I found the book Mondo Boxo by cartoonist Roz Chast on the bookshelf last night. From “The Flan Man” in this book of cartoon stories came Jim’s description of the quantities I could make when cooking: too much, much too much, and horse-choker. I smiled for a moment and then it hit me: I don’t know how to be who I am without Jim.

I married Jim shortly after I turned 24. It did not feel too young at the time, although I often said we might have waited but I knew I would not change my mind about him. I also said I was sorry that he had to be married to me when I was 24. I was a baby. Aside from a single semester when I lived on campus at college, I had never lived away from my parents. I moved from my father’s house to my husband’s apartment. My ever-patient husband then had to learn to wait for me to grow up.
And grow up I did. Eventually. In fits and starts. We stayed together and we were committed to each other and to our marriage and we worked through problems when they arose. We were Married, with a capital “M”. Married before the earth cooled, as my friend Keith used to say. We had no children, so we were always just us. Time was sometimes described as “BU”, which was “before us”.
When we married, Jim had just turned 30. He had adult friends. I technically had adult friends, that is, friends who were over the age of 18, but Jim’s friends were real adults. Some of them were married. Some had children. Some even had step-children. Some of them owned homes. They had real jobs and they were fully established as people, or so they seemed to me.
As I was looking at Mondo Boxo on the shelf, I realized that I had spent my entire adulthood, my true adulthood, that is, as the wife of James Upright. I have no concept of myself as an adult who lives on her own, because I never did that. And my interests and my sense of humor developed and grew during the time that I started dating Jim at age 22 and throughout our marriage of 27 years.
Despite all of that, I don’t see my identity as being that of Jim’s wife. I always felt that I had an individual identity as well as being my married self. For us, two did not become one. Two became two plus. Two individuals and a married couple. I am not just Jim’s wife. I am a Senior IT Manager at a multinational corporation, a daughter, a sister, a cousin, a friend, a researcher, a writer, a baker, an arts enthusiast. I am many, many things. But who I am as a person, my sense of my individual identity at my own core, was profoundly shaped and molded in my early adulthood by my relationship with Jim. What strikes me as funny, what I think is unjust, what captures my interest, all of these things are wrapped up in almost 29 years of shared memories and life together.
A psychologist told us once that we had a very strong intellectual bond. That feels like a good description of our relationship. We were far from being the same person. Jim was incredibly steady, calm, slow to anger, thoughtful, and one of the most intelligent and well-read people I have ever met. I am scattered, energetic, easy to anger, empathetic and emotional. Jim was deeply introverted. He sometimes described himself as “imploding” at parties or in crowds. I am somewhat introverted, in that I really need my alone time in order to regroup and function, but I am more comfortable in groups than he was by far and I get involved in things and volunteer and invite people over to the house. Despite those differences, or perhaps because of them, Jim and I connected at a deep level. I knew just what would make him laugh and was usually the person who started the joke, but Jim would build on it with me, the two of us in a frenzy to say the next thing that would make the other laugh a deep, strong, belly laugh. We had a score of jokes between us and a sort of shorthand for calling them up. I thought of myself as a funny person because, and only because, Jim laughed at me. Jim always said that I “notice” things, but my pleasure in noticing was in being able to point something out to him.
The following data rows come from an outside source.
Issue #6125, opened 2018-07-27
Feature(iOS): Fonts are not scaled for a11y in nativescript.


m-abs:
### Tell us about the problem
Platform font-size setting not respected by nativescript apps.

This is a huge problem for our target audience, which include the some who are only partially sighted.

### Which platform(s) does your issue occur on?
iOS only. It works as expected on Android.

### Please provide the following version numbers that your issue occurs with:
- CLI: 4.1x
- Cross-platform modules: 4.1.x, 4.0.x, 3.x.
- Runtime(s): 4.1.0
- Plugin(s): none

### Please tell us how to recreate the issue in as much detail as possible.
Create a nativescript app and run it on iOS.

1. Go to `Settings -> General -> Accessibility -> Larger text` and change the font-size.
2. Go back to the `nativescript` app, the text is rendered the same size as before.

On `iOS 10+` UILabel have the property `adjustsFontForContentSizeCategory`
https://developer.apple.com/documentation/uikit/uicontentsizecategoryadjusting/1771731-adjustsfontforcontentsizecategor?language=objc

But my experience from solving this with our `@nota/nativescript-accessibility-ext` is that it only works for the preferred fonts on `iOS` and those are not easily set from `NativeScript`.

The way we solve it in `@nota/nativescript-accessibility-ext` is by [listening](https://github.com/Notalib/nativescript-accessibility-ext/blob/master/src/utils/FontScaleObservable.ios.ts) for the platform setting and scaling the font-size, unfortunately this is slow and gives makes the UI jumpy.

NickIliev:
@m-abs indeed there is no out-of-the-box support for dynamic types. I am marking this one as a feature as even in native iOS not all fonts can be used as dynamic and for many custom fonts [a different techniques](https://medium.com/livefront/practical-dynamic-type-d2b5774e8a8a) are used to scale them properly.

Resources:
- [Dynamic Types from iOS Human INterface Guidelines](https://developer.apple.com/design/human-interface-guidelines/ios/visual-design/typography/)

- [Practical dynamic types for iOS 11 with `UIFontMetrics`](https://medium.com/livefront/practical-dynamic-type-d2b5774e8a8a)

- [Using `adjustFontsForContentSizeCategory`](https://useyourloaf.com/blog/auto-adjusting-fonts-for-dynamic-type/)

PatrickLohan:
[...]

Issue #6993, opened 2019-03-06
Feature: Support for accessibility


m-abs:
**Is your feature request related to a problem? Please describe.**
Hi,

I work at [Nota](https://nota.dk), the Danish Library and Expertise Center for people with print disabilities.

Our users have various disabilities that we need to support, some are dyslexic, some have visual impairment and other have cognitive impairment.

It is essential for our use case that we can make the app accessible, unfortunately this in one of the things `NativeScript` doesn’t do very well.

This is the reason we maintain this plugin: [@nota/nativescript-accessibility-ext ](https://www.npmjs.com/package/@nota/nativescript-accessibility-ext).

I had a chat with @sebawita, we agreed I should make this issue, so we at least can have a talk to see, if get built-in support for accessibility in `NativeScript`.

**Describe the solution you'd like**
The solution should make it easier to make NativeScript apps accessible for people with disabilities.
It should smooth out the differences between the platforms, while still provide full access to those features only found on one platform.

The biggest challenge is the differences in the accessibility support of two platforms.

To give an example of a feature which is on both platforms and one that are only on one:
Setting a label on a view, on iOS we can set the string value to `accessibilityLabel` and on Android we set the View's `ContentDescription`.
This label is what VoiceOver(iOS)/TalkBack(android) will read.

iOS also have the property `accessibilityIdentifier`, there is no equivalent on Android. This value is meant to be a single unique value that can be used to find the `UIView` during automated testing.

**Side note:** `NativeScript` binds the property `automationText` to both `accessibilityLabel`  and `accessibilityIdentifier` on iOS, which is incorrect usage see #3150

This feature meant as start of discussion, so I won't into all the accessibility features here.

Is this something you're interested in supporting upstream?
And if so, what are your thoughts on how best to proceed?

**Describe alternatives you've considered**

As mentioned we have a plugin `@nota/nativescript-accessibility-ext` that implements some of the features.
The dream scenario is to deprecate our plugin and get a cleaner API than our more-or-less direct mapping to native-properties. 

**Additional context**

tsonevn:
ping @manoldonev

manoldonev:
@m-abs Thanks for reaching out!

Ideally as both iOS and Android provide APIs for making apps accessible to people with disabilities, NativeScript should be able to leverage these capabilities as well (I guess that is true for any UI framework / library).

[...]

Issue #6123, opened 2018-07-26
Bug(iOS): Escape-gesture doesn't work as expected for VoiceOver users.


m-abs:
### Tell us about the problem
Accessibility users can't dismiss dialogs and go back with the z-gesture*.

* Z-Gesture also known as the escape-gesture

### Which platform(s) does your issue occur on?
iOS only.

### Please provide the following version numbers that your issue occurs with:
- CLI: 4.1.x, 4.0.x, 3,x etc.
- Cross-platform modules: 4.1.0
- Runtime(s): tns-ios@4.1.0
- Plugin(s): none

### Please tell us how to recreate the issue in as much detail as possible.
The problem is in two parts, both requires `VoiceOver` to be enabled to demonstrate.

#### Dialogs
Any dialog created from `tns-core-modules/ui/dialogs` cannot be dismissed with the z/escape-gesture. NativeScript doesn't implement the `accessibiliityPerformEscape()`-function on `UIAlertController`.

#### Modal pages without a `NavigationButton`.
Create a new page and hide the `NavigationButton`. This disables the z-gesture for this page.

Our accessibility users expects the z-gesture working in both these cases.

### Is there code involved? If so, please share the minimal amount of code needed to recreate the problem.

I've create a simple example here:
https://play.nativescript.org/?template=play-ng&id=vuchBL&v=10

You need to enable VoiceOver to see the problem.

1. Start by tapping "Show Alert", this will create an alert.
Try to dismiss it by drawing a Z on the screen with two fingers.
The device will make a noise but nothing else will happen.
Our accessibility users expects the alert to be dismissed and complains about it.

2. Close the alert manually.

3. Tap the "Show modal page without the NavigationButton"
This page will not have the `NavigationButton` to the left but will have a "done"-button to the right. (This is a common design for settings pages in our app).
Once again try to dismiss the page with the z-gesture.
This won't work.

4. Go back to the home component again.

5. Now tap the last button: "Show modal page with the NavigationButton"
This is the same page as before but with the NavigationButton.
Once again try to dismiss the page with the z-gesture.
This time you end up on the previous page, as expected.

I've previous submitted #4349 but back when I didn't understand the cause and ended up closing the issue, because it looked like an error in our end.

NickIliev:
@m-abs marking this one as a feature request.

If you have an idea on how the above can be implemented, we would be more than happy to accept PRs (or you could share the ideas so the community can take a look and implement these gestures).

[...]

PR #8909, opened 2020-09-27
feat(core): a11y support

m-abs:
## PR Checklist

NativeScript doesn't support native accessibility features without our plugin `@nota/nativescript-accessibility-ext`

Unfortunately that plugin will soon go unmaintained.
I'd hate for the community to loose this feature, so here I'll contribute the feature to upstream NativeScript. 

## What is the new behavior?

- Adds new properties to `View`-class.
- CSS-helpers.
- Regain accessibility focus on back navigation. 
etc.

### TODO:
- [x] Font-size scaling for `iOS`
- [ ] GridLayout sizing. (current implementation was angular specific: https://github.com/Notalib/nativescript-accessibility-ext/blob/master/packages/nativescript-accessibility-ext/angular/directives/a11y-grid-layout.directive.ts)
- [ ] Add helper classes to theme (help needed) (current: https://github.com/Notalib/nativescript-accessibility-ext/tree/master/packages/nativescript-accessibility-ext/scss) - some of this can be done programmatically in core now.
- [x] ListView scroll to item on swipe to item. (user will loose focus if trying to swipe to an item out of view in the list-view).
- [ ] Testing.
- [ ] Update API Documentation (help needed)
- [ ] Magic Tap (iOS) (Must be registered on AppDelegate: https://developer.apple.com/documentation/objectivec/nsobject/1615137-accessibilityperformmagictap). Provide a `Application.accessibilityMagicTapEvent` which users can wire into.
- [ ] Fix escape gesture issue see: #6123 (`accessibilityPerformEscape` https://developer.apple.com/documentation/objectivec/nsobject/1615091-accessibilityperformescape). Allow default to dismiss the active dialog however also emit a new `Application.accessibilityPerformEscapeEvent` which allows an override for custom behavior - most likely via `args.cancel = true` from the event emission.

Design document here:
https://docs.google.com/document/d/1gybrT1IQh8Fb5r0v_tZTMS06yP6xYmr9pDQIBRbokZc/edit

Implements #6993
Fixes: #6125

BREAKING CHANGES:
Remove the property `automationText` as it conflicts with the new property `accessibilityId` the implements the behavior correctly.

[Describe the impact of the changes here.]

Migration steps:
[Provide a migration path for existing applications.]


m-abs:
@cla-bot check

NathanaelA:
Can you create a property `automationText` that points to `automationId` so that it is no longer a breaking change?

m-abs:
> Can you create a property `automationText` that points to `automationId` so that it is no longer a breaking change?

I can but it won't be exactly the same as the current behavior. 

 `automationId`  sets `automationIndentifier` on `iOS` and doesn't do anything on `android`.

Currently `automationText` sets both `accessibilityLabel` and `automationIndentifier` on `iOS` and overrides `contentDescription` on `android`.

Hmm... I should probably rename  `automationId`  to `automationIndentifier`, to make it more consistent with the native platform.

rigor789:
> `automationId` sets `automationIndentifier` on `iOS` and doesn't do anything on `android`.

@m-abs I think for android, we can do something like this: 

```js
const id = utils.ad.resources.getId(':id/nativescript_accessibility_id')
this.nativeViewProtected.setTag(id, value)
this.nativeViewProtected.setTag(value)
```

I have years of career left, I own a house, I like to travel, I do historical research and sometimes I do translation work and I give lectures. But who am I? The person who laughed at my jokes is gone. The person who shared with me when I geeked out about some random topic, like my historical research, is no longer here. There is no one to discuss ideas with, no one to point something out to, no one to text a quick idea or a funny word usage I heard or to make up a pun for, knowing he would groan and then laugh. There is no one to watch my face as Jim did. He knew when I was building a funny idea and that if he could just be patient for a minute, it would come out and we would laugh and then he would be able to build on it and we’d be off on a fantastical journey into topics more and more warped and ridiculous until we really and truly ended up on the floor, we were laughing so hard.
And now? Who am I? I was never just Jim’s wife. Of course I am my own person. Of course. It’s obvious. I have my own interests as well as our shared interests and that continues. Still, Jim was my audience of one and we were a party of two. Without my partner, without that one person whose brain could fire on the same lines as my own, I know who I am, but I don’t know how to be that person. When I lost Jim, I lost the part of myself that lived in our “plus” as well as that part of myself that lived only in him. I have gone from “two plus” to a “one minus”. I don’t know how to be whole.